Produce word for word the lines of the data below running from the one that has "Think this would" to the one that has "Jdallos: Don't need", inclusive, and no others.
------ Data shown
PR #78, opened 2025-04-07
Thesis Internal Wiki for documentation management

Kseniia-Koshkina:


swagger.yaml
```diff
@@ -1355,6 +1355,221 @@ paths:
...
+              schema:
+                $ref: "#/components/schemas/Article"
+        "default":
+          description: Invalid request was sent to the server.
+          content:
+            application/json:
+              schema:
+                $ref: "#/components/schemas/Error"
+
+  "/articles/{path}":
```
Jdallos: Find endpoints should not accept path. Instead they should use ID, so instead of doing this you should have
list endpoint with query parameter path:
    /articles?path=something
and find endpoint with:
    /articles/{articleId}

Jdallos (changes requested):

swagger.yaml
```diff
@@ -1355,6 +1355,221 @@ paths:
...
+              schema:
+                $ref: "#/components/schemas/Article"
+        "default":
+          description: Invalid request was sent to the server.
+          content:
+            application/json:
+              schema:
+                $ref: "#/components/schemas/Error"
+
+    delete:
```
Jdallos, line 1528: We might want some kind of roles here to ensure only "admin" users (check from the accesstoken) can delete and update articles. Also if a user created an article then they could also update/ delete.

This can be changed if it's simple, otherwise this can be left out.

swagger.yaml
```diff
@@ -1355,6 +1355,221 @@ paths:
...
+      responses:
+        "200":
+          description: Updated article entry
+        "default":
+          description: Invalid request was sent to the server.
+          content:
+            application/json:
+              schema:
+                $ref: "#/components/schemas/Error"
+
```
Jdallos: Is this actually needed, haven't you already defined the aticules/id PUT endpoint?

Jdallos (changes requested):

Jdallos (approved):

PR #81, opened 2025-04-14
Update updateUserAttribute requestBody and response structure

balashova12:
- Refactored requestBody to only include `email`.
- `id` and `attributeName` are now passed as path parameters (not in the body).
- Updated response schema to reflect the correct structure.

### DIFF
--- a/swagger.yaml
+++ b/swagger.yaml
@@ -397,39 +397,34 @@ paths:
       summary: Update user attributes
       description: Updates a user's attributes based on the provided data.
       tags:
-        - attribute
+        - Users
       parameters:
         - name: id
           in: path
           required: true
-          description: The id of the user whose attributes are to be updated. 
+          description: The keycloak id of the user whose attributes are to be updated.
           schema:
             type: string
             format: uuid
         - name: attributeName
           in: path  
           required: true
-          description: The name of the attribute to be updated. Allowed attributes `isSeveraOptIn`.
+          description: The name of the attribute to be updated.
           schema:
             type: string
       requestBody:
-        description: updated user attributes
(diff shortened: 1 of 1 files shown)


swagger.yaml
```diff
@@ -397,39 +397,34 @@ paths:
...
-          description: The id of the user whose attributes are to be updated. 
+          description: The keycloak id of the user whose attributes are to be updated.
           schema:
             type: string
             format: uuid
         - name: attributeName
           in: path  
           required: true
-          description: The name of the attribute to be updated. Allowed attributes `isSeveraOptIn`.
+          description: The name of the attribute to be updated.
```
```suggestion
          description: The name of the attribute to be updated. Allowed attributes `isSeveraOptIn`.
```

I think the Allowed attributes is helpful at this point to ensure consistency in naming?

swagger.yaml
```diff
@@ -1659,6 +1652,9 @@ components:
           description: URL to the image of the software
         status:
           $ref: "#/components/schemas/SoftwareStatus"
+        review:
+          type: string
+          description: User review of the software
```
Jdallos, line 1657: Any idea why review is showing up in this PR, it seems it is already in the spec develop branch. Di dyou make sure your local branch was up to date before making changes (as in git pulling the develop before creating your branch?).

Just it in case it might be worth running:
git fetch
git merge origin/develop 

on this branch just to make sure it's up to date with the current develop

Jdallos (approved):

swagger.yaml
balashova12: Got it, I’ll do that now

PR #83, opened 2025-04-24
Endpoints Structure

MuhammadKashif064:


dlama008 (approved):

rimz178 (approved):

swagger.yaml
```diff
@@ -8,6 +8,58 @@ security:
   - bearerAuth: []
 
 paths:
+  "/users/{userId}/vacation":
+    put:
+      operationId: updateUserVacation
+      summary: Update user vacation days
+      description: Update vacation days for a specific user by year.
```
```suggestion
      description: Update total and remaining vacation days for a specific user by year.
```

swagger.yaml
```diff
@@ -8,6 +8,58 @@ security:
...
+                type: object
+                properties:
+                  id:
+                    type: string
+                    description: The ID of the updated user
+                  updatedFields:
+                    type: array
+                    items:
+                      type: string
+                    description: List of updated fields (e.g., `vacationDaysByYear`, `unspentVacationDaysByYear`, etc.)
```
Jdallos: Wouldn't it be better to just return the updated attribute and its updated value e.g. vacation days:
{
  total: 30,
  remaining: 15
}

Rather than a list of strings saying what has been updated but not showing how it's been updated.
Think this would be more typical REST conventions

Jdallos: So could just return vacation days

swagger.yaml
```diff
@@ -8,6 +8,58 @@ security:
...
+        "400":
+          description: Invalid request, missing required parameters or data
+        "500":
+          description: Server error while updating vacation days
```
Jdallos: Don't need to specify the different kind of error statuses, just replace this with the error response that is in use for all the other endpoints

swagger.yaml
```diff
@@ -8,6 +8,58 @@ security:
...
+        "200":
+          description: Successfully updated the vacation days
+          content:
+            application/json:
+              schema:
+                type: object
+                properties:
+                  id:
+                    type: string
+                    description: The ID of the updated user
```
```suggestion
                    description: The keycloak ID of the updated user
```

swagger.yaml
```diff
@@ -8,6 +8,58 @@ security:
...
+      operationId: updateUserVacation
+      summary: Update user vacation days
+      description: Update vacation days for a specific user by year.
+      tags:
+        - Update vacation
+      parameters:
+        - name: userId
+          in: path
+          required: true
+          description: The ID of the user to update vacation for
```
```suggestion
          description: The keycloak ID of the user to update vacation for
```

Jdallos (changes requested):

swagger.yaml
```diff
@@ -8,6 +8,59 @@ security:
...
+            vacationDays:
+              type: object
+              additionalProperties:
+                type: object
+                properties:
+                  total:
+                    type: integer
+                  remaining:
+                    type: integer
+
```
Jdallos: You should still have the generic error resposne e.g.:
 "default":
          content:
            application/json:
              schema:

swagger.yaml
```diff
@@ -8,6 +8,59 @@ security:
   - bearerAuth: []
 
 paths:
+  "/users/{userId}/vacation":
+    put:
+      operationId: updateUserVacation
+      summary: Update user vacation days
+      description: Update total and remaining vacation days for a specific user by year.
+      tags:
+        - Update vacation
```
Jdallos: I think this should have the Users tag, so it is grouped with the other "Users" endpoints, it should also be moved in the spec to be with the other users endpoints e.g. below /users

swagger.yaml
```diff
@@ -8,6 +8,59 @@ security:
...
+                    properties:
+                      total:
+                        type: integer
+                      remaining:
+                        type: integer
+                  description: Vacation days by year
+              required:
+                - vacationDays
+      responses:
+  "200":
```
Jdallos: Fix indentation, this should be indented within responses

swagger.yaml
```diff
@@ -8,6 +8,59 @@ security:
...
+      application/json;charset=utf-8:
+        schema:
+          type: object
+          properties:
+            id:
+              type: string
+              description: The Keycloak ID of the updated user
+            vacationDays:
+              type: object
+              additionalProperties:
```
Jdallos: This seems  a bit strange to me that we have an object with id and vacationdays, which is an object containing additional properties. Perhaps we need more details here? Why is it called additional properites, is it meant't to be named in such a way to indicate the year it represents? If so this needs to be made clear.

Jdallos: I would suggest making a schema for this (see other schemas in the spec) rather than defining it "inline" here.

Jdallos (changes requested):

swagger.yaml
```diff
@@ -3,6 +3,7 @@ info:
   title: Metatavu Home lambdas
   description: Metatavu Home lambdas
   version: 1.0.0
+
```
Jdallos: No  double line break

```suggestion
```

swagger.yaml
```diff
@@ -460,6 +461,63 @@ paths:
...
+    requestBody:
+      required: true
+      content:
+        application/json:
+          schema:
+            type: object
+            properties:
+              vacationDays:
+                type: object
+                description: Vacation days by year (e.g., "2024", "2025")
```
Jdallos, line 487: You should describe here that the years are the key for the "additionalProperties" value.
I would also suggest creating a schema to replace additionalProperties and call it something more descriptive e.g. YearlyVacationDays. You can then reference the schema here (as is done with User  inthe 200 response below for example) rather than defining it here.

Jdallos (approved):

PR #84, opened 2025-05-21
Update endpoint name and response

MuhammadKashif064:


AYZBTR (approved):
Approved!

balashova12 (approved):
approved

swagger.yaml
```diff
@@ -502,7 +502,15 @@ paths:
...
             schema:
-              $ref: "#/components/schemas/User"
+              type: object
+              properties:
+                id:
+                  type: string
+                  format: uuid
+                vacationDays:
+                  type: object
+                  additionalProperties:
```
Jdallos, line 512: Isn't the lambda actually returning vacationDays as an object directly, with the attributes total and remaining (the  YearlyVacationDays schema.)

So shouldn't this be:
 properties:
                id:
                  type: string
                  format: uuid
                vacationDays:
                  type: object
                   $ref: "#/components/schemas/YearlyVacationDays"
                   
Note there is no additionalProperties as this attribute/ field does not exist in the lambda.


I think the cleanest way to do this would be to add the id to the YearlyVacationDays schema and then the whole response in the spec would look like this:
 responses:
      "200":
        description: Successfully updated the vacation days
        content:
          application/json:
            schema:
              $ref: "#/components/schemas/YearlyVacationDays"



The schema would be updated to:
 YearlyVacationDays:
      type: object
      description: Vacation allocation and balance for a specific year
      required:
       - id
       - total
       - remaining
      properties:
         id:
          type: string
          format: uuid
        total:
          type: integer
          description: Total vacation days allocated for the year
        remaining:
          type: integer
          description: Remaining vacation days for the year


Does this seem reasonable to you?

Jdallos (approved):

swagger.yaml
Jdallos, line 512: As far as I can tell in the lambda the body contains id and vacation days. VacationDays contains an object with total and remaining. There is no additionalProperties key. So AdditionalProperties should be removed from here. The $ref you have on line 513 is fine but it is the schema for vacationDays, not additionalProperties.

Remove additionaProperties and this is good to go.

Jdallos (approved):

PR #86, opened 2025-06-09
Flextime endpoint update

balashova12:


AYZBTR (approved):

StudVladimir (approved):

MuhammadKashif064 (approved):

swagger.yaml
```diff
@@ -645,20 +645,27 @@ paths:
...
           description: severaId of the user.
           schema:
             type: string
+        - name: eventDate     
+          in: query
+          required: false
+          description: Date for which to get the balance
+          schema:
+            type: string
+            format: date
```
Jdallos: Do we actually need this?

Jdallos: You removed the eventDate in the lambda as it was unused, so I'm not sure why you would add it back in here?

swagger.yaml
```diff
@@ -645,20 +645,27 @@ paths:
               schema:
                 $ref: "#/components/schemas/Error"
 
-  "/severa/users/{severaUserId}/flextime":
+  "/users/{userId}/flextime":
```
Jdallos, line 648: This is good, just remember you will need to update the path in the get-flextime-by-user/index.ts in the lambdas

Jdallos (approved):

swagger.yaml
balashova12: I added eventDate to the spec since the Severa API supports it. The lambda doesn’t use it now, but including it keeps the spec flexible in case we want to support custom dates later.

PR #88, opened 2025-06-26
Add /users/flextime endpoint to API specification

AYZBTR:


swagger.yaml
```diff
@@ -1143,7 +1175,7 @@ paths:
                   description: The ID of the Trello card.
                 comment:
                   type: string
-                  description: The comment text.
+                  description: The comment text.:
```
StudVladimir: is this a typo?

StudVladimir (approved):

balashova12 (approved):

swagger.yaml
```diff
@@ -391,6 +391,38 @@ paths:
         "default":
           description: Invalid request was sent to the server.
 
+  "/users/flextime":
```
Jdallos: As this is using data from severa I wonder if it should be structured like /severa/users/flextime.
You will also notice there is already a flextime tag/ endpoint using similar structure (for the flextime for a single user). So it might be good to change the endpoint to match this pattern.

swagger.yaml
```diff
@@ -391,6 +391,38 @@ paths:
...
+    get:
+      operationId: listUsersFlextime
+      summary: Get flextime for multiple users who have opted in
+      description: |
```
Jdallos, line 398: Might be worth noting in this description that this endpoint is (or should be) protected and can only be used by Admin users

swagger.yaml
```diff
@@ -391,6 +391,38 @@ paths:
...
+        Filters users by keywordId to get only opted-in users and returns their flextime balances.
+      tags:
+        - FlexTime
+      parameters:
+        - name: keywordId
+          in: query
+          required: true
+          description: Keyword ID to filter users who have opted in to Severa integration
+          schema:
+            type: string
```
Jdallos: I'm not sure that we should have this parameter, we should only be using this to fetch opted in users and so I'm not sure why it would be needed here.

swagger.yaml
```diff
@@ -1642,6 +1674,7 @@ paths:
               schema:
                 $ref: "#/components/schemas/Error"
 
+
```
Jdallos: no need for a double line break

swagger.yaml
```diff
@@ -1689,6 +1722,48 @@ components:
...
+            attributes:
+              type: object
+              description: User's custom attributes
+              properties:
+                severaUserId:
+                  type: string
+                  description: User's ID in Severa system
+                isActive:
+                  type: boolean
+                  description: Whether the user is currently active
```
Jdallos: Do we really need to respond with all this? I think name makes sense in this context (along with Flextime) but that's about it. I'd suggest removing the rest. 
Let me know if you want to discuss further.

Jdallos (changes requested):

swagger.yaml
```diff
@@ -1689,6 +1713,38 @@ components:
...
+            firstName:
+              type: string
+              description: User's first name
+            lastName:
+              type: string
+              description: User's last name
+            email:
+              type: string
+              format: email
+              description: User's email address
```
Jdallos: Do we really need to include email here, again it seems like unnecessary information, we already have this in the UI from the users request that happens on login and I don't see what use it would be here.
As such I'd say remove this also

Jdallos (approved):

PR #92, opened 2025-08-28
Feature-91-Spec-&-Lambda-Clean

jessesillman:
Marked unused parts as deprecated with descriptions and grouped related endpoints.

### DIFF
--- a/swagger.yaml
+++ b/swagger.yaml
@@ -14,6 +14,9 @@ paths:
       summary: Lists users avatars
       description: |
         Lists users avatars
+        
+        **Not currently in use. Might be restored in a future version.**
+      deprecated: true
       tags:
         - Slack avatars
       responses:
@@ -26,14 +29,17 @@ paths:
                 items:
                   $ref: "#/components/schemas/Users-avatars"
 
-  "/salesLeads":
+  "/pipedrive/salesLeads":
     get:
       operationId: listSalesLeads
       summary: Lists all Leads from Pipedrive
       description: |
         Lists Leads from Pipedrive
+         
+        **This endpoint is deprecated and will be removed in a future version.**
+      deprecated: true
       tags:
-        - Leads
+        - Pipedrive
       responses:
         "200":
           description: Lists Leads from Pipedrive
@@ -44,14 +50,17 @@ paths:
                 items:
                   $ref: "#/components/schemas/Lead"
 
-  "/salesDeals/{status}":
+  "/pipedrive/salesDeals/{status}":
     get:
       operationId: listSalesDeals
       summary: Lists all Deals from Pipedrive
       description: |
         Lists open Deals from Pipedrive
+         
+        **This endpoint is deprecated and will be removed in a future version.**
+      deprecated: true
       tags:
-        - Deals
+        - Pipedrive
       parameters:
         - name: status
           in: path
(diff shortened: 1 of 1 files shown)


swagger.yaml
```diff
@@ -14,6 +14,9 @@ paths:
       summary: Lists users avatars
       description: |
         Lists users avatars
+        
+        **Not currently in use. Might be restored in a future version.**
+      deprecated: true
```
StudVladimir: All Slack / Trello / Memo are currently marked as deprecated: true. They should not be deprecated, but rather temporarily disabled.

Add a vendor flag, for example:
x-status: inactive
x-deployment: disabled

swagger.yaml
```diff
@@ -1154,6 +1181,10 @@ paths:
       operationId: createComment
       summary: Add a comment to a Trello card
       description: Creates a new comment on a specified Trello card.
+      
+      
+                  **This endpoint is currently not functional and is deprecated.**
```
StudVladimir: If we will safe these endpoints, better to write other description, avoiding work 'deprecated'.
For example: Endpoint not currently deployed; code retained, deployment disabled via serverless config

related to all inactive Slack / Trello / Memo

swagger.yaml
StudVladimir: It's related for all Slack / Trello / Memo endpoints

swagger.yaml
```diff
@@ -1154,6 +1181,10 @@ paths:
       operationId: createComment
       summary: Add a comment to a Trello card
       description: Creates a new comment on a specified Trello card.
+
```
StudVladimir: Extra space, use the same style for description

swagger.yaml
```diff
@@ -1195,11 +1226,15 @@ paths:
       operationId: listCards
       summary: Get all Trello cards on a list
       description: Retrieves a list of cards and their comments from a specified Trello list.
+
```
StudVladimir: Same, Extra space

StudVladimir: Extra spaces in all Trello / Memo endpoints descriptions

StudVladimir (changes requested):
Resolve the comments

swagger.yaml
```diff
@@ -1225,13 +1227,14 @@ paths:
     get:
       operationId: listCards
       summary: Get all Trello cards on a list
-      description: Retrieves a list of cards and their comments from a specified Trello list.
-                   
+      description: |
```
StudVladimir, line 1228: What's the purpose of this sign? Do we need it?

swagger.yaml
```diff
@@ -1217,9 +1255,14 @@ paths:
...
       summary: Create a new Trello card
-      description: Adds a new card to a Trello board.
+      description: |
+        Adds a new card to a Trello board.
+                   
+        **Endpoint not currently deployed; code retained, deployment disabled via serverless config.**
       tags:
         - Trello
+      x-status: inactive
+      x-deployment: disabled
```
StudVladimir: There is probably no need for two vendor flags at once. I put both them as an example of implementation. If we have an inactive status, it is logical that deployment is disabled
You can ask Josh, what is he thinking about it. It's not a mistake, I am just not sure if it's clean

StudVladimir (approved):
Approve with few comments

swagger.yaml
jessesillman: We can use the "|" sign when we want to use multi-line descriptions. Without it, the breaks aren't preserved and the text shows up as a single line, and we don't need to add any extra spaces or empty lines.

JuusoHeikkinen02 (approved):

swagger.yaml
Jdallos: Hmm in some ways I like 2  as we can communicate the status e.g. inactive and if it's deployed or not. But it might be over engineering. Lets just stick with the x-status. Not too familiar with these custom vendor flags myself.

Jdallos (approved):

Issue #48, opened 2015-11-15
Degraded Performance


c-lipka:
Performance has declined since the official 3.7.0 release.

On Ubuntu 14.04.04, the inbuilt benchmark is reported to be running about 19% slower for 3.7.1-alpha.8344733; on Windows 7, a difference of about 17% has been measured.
------------
# Solved exercise
Think this would be more typical REST conventions

Jdallos: So could just return vacation days

swagger.yaml
```diff
@@ -8,6 +8,58 @@ security:
...
+        "400":
+          description: Invalid request, missing required parameters or data
+        "500":
+          description: Server error while updating vacation days
```
Jdallos: Don't need to specify the different kind of error statuses, just replace this with the error response that is in use for all the other endpoints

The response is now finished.